** Opening The records block **
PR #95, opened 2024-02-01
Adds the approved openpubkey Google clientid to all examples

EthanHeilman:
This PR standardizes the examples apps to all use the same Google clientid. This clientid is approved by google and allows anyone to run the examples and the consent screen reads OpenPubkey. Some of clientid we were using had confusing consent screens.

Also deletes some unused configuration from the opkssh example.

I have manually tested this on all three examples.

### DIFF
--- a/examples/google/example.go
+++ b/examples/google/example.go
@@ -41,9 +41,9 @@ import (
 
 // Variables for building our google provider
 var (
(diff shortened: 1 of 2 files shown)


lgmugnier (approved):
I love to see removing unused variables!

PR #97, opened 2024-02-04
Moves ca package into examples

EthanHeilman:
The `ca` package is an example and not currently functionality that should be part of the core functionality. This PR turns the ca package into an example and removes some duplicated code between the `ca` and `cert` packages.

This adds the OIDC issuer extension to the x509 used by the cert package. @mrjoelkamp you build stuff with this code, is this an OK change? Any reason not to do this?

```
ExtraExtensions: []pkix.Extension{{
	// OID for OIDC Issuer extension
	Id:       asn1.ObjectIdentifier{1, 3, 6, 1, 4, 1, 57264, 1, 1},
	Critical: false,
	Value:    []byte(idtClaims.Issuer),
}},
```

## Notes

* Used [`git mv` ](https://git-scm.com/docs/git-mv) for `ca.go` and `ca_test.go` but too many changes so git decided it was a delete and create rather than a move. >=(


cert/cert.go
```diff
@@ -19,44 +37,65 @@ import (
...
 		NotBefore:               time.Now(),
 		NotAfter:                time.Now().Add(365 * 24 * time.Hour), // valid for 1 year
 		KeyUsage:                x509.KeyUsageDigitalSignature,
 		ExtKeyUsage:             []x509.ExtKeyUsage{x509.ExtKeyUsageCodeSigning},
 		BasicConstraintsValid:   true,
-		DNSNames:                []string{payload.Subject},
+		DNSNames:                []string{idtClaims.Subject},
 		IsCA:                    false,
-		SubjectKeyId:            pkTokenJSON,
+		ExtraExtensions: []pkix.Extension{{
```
** Closing The records block **
** Opening The records block **
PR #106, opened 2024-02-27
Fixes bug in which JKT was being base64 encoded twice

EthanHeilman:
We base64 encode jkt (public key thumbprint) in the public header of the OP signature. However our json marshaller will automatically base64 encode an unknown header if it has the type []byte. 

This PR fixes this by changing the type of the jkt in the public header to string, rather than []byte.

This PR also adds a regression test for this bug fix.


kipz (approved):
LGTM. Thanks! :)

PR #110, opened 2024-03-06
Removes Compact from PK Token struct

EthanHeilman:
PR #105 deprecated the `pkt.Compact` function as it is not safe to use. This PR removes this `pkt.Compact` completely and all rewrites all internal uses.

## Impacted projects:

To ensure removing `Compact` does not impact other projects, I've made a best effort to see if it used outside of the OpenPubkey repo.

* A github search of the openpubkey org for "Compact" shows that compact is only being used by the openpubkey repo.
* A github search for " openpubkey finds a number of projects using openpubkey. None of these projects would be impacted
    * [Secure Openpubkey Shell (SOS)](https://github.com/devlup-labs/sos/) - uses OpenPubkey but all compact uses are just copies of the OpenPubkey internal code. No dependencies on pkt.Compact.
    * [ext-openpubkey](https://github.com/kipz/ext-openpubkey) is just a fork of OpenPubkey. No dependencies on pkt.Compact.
** Closing The records block **
_About this task_
Which lines of the records contain the word "ExtraExtensions"? Copy each of them.

_Completed exercise_
ExtraExtensions: []pkix.Extension{{
+		ExtraExtensions: []pkix.Extension{{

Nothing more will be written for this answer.